-- Dataset excerpts --
--------------------

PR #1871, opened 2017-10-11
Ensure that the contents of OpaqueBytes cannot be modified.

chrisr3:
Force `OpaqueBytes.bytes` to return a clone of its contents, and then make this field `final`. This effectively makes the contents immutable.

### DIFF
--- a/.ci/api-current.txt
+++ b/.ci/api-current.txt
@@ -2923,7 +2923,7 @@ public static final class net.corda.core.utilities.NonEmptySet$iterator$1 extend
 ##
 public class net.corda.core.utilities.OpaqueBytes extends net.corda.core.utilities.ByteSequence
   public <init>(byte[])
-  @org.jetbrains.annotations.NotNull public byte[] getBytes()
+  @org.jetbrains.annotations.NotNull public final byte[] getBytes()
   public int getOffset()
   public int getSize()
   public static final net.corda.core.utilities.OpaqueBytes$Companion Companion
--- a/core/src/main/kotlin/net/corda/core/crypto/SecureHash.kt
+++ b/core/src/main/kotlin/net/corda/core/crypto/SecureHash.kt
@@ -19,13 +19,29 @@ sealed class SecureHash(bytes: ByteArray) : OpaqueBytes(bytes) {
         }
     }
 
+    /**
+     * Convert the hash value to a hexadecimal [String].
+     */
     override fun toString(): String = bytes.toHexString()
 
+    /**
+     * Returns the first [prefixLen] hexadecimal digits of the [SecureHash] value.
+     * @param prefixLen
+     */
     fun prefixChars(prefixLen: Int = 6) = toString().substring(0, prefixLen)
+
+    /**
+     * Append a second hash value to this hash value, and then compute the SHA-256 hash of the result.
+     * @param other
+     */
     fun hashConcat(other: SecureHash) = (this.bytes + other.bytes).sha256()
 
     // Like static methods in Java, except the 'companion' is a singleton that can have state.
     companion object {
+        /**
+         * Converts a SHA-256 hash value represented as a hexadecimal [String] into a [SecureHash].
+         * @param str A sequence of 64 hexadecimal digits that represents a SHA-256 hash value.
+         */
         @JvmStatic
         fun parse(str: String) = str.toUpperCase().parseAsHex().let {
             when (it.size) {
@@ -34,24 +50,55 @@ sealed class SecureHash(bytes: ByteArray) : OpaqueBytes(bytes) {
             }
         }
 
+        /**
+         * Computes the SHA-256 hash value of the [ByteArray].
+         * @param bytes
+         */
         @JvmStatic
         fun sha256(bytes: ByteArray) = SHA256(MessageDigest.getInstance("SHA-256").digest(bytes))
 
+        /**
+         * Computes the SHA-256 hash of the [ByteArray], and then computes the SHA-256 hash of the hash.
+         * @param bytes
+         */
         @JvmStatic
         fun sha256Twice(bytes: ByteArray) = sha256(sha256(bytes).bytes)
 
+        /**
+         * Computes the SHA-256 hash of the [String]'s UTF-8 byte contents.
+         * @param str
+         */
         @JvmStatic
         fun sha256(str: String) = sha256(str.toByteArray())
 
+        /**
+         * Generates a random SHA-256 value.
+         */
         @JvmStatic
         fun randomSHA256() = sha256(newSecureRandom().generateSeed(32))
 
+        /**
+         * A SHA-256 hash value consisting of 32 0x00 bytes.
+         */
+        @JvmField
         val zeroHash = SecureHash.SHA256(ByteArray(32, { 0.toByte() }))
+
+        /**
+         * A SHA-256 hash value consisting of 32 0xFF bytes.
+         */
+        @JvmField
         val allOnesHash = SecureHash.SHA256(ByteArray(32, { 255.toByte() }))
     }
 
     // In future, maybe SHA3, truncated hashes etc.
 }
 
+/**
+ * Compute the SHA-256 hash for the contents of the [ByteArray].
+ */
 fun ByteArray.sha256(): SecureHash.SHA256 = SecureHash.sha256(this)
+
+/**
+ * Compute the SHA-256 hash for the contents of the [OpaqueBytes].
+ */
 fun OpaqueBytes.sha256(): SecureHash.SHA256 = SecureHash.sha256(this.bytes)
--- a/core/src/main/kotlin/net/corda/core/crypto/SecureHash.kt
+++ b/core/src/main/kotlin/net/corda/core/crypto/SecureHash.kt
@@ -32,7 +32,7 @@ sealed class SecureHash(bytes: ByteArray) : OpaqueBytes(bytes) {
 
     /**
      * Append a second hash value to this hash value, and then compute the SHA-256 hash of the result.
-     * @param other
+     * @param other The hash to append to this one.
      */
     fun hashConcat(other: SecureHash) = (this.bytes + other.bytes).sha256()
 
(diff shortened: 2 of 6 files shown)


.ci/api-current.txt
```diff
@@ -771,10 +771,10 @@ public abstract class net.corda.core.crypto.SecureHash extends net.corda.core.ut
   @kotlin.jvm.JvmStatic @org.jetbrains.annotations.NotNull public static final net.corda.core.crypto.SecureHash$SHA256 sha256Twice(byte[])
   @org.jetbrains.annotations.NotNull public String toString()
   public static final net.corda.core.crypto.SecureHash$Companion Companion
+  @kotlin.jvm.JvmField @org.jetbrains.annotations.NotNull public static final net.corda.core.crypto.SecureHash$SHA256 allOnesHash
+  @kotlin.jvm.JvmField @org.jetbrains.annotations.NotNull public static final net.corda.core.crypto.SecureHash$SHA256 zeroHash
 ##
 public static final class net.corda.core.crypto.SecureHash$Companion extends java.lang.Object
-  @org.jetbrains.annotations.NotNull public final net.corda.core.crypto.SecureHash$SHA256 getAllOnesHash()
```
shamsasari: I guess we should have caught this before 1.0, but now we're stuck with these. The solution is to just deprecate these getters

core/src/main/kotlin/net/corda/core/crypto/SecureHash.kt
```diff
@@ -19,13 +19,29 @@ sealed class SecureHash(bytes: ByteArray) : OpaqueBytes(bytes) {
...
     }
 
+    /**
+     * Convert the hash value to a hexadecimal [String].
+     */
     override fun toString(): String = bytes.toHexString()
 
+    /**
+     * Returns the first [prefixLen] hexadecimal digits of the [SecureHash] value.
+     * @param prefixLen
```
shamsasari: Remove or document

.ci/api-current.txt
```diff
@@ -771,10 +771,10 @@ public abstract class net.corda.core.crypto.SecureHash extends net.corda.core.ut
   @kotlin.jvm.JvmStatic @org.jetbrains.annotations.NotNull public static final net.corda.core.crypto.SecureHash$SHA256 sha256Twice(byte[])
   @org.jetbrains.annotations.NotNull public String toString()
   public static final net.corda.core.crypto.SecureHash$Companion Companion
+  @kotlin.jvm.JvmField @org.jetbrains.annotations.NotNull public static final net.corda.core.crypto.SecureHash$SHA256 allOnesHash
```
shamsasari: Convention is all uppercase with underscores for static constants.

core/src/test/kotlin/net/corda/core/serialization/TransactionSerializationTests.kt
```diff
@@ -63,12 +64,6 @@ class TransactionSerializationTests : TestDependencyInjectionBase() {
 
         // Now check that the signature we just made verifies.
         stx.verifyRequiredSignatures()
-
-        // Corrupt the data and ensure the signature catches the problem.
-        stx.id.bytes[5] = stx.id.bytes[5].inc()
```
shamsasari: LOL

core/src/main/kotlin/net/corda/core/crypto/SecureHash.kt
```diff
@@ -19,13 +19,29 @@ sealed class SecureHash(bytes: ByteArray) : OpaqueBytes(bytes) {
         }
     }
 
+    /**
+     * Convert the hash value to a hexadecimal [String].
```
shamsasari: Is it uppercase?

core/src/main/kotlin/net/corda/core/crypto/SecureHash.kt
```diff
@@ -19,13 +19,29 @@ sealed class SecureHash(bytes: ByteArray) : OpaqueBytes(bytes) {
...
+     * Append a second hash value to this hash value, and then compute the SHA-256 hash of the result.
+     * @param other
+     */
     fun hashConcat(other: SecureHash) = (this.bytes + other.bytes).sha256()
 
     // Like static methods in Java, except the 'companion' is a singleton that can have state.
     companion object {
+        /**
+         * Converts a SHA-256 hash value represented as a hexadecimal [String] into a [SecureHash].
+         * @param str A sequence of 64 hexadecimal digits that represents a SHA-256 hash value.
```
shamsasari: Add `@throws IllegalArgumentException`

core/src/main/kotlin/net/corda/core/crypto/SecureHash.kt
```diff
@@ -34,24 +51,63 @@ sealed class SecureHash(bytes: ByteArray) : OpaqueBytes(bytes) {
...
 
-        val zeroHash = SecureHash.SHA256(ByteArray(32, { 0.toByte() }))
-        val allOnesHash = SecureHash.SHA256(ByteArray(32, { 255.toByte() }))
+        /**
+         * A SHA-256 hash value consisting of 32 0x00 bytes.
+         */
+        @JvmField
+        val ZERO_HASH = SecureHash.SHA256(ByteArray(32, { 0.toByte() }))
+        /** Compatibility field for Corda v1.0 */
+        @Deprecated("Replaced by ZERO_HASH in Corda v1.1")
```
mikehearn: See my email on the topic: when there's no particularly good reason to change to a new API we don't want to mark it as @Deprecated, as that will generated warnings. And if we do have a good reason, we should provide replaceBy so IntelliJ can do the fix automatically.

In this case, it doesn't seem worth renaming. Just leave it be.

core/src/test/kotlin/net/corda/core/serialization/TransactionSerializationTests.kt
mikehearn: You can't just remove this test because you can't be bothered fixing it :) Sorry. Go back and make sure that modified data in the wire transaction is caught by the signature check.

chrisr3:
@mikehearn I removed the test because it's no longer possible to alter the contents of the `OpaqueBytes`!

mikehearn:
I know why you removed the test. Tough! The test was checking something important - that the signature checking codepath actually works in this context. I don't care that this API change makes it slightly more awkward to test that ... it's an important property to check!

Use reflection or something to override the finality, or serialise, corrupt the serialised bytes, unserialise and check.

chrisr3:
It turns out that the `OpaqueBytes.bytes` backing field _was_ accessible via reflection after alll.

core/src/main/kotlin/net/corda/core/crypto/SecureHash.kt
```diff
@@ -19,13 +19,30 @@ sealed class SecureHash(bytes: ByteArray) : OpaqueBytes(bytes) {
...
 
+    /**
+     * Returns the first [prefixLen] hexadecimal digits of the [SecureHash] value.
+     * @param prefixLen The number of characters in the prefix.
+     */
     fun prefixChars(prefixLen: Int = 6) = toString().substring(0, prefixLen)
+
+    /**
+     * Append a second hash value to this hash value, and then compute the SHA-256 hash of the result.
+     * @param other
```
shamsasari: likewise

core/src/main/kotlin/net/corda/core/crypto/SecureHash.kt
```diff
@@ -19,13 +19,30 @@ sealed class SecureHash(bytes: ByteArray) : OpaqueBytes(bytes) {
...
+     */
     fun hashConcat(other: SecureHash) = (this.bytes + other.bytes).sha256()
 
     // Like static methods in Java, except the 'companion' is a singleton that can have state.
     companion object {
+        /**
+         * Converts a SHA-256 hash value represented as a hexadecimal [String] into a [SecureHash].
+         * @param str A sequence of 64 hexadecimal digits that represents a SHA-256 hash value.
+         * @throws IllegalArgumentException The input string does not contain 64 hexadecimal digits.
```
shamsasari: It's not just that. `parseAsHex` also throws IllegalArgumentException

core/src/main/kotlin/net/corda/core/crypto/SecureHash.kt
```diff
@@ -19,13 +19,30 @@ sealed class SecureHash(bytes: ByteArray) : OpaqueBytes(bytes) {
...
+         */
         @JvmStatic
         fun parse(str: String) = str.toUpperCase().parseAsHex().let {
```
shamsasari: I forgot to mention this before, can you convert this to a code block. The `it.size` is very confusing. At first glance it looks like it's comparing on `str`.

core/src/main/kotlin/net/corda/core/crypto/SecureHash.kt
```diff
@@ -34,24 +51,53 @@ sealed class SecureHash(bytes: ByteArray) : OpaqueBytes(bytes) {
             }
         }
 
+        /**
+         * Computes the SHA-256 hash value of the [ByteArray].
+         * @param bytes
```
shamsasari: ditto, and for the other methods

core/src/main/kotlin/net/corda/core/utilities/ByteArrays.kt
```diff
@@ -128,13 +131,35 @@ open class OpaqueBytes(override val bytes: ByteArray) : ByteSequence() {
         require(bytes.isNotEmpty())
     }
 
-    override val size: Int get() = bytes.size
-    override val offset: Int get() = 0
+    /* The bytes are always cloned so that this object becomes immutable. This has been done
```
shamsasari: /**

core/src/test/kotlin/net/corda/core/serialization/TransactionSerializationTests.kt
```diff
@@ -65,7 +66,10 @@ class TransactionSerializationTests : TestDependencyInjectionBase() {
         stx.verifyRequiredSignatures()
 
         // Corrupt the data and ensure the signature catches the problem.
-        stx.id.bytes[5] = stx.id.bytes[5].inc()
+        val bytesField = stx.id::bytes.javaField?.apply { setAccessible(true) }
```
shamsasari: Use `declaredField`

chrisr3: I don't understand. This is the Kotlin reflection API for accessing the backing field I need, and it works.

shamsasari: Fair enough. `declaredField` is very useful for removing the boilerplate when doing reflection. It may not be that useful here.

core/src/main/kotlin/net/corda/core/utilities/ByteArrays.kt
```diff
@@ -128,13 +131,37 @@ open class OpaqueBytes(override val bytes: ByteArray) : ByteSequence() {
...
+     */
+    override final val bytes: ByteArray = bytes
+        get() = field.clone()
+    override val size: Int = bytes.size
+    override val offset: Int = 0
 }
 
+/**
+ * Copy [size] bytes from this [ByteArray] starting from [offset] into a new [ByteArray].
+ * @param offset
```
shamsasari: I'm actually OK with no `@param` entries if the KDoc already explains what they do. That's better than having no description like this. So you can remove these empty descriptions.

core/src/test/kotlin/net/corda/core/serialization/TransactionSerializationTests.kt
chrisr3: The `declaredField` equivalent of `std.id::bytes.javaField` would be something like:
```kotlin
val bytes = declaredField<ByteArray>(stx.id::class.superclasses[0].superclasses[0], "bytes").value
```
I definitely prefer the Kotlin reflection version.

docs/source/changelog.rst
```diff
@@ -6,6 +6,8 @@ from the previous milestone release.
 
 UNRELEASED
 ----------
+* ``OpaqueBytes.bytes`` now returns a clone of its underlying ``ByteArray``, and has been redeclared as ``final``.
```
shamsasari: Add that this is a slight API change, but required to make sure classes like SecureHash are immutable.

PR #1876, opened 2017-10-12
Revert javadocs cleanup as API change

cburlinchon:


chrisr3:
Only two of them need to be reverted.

--------------------

-- About this exercise --
Scan the entries for the word "zeroHash". Report each line that has it.

-- Your solution --
         val zeroHash = SecureHash.SHA256(ByteArray(32, { 0.toByte() }))
+  @kotlin.jvm.JvmField @org.jetbrains.annotations.NotNull public static final net.corda.core.crypto.SecureHash$SHA256 zeroHash
-        val zeroHash = SecureHash.SHA256(ByteArray(32, { 0.toByte() }))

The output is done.